Spin's relatively-exclusive selection of artists on one hand suggests a Punk-like rewriting of the past, a refining of the "alternative" canon, even as it also suggests the pressures of the marketplace, an attempt by the magazine to maintain its cool even as it keeps the number of artists in its book limited, its pages thick and glossy, its type-font large - all the more appealing for the novice. One can only bemoan the great artists included in the Trouser Press guide that are ignored in Spin's. Despite these misgivings, the serious reader cannot discount how much better the Spin guide's writing is compared to the Trouser Press. Precisely because the artists covered and the writer designated to each was chosen with greater care, the book is more insightful and inspired, except in the case of a few entries (R E M and Galaxie 500, for example) when they falter badly.

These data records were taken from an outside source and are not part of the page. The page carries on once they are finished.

PR #1687, opened 2020-08-20
test: rewrite some tests using msw for mocking graphql requests

emmenko:
I would like to start refactoring the tests to avoid using Apollo mocks and instead using the MSW network mocks: https://mswjs.io/

This should be used in combination with the test data. In this repo we already have some test data mocks but eventually we want to use the new ones we're developing internally.

### DIFF
--- a/packages/application-shell/src/components/fetch-project/fetch-project.spec.js
+++ b/packages/application-shell/src/components/fetch-project/fetch-project.spec.js
@@ -3,7 +3,11 @@ import { setupServer } from 'msw/node';
 import React from 'react';
 import { reportErrorToSentry } from '@commercetools-frontend/sentry';
 import { ProjectMock } from '../../../../../graphql-test-utils';
-import { experimentalRenderAppWithRedux, screen } from '../../test-utils';
+import {
+  experimentalRenderAppWithRedux,
+  screen,
+  waitForElementToBeRemoved,
+} from '../../test-utils';
 import FetchProject from './fetch-project';
 
 jest.mock('@commercetools-frontend/sentry');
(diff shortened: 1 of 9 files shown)


packages/application-shell/src/components/fetch-project/fetch-project.spec.js
```diff
@@ -20,132 +39,19 @@ const renderProject = (options) =>
...
-          },
-          result: {
-            data: createGraphqlResponseForProjectQuery(),
-          },
-        },
-      ],
-    });
-    await rendered.findByText(/Test 1/i);
-  });
-  it('should render loading state', async () => {
```
emmenko, line 111: I'm not sure how we can test the loading state now. The question also is if we actually need to or just skip that.

emmenko: Nvm, I figured that out

packages/application-shell/src/components/fetch-user/fetch-user.spec.js
```diff
@@ -1,13 +1,36 @@
...
+import {
+  experimentalRenderAppWithRedux,
+  screen,
+  waitForElementToBeRemoved,
+} from '../../test-utils';
 import FetchUser from './fetch-user';
 
 jest.mock('@commercetools-frontend/sentry');
 
+const mockServer = setupServer(
```
tdeekens, line 15: I was wondering if we should expose a msw helper/package library from app-kit which allows you to easily mock things also with variables and/or the target.

For now I think this is great but if we would have `msw.withVariables({ target}).withQuery('FetchLoggedInUser').respond(...)` it might keep setup a bit learner? WDYT?

emmenko: We can do something yes but I wouldn't worry about that now. I would first migrate all tests, then see what we can simplify setup-wise out of that.

What we can start thinking about though, is how we can expose/reuse our internal test data.

tdeekens: Totally agree. Just thinking/tinkering forward.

I discovered a few years ago that Spin's book probably subconsciously guided me in my listening endeavors. When I purchased the book upon its release, my sixteen-year-old self did not know of many of the avant-garde artists discussed therein - for example, Ornette Coleman, Sun Ra, Derek Bailey, John Zorn, Borbetomagus, Fela Kuti, Sun City Girls - let alone understand why they deserved a place alongside more-accssible artists; except, perhaps I had the common dumb notion that they were put there only because of how "extreme" or "obscure" or "influential" they were. Re-reading the book sometime in the early years of this century, having not picked it up for years, I was pleasantly surprised that now I knew every artist covered. I felt the same kind of gratitude I also have for those friends and acquaintances who had, in traditional bohemian fashion, encouraged and goaded me - even sometimes in a condescending, unpleasant manner - to question received wisdom and to search out forgotten paths.

How sad it is: pondering how much less-compelling Spin, or the similar Alternative Press, are today compared to ten years ago. Sure, Alternative Press put the likes of Marilyn Manson on its cover, but it also ran a serial on the history of Punk, and featured well-written, positive reviews of some of the best experimental Rock of the day: I fondly recally deciding to buy Gastr del Sol's Upgrade and Afterlife after reading Alternative Press's glowing five-finger review. No mainstream Rock magazine at the moment could play the same role in their young reader's lives. Then again, perhaps the historical-minded Mojo could, but that only shows that Rock is behind us; and perhaps took with it the very notion of mass culture being something other than a business, a con game wherein those who have the means and the will to create refuse transparency, concocting product so that listeners and spectators can live vicariously through them.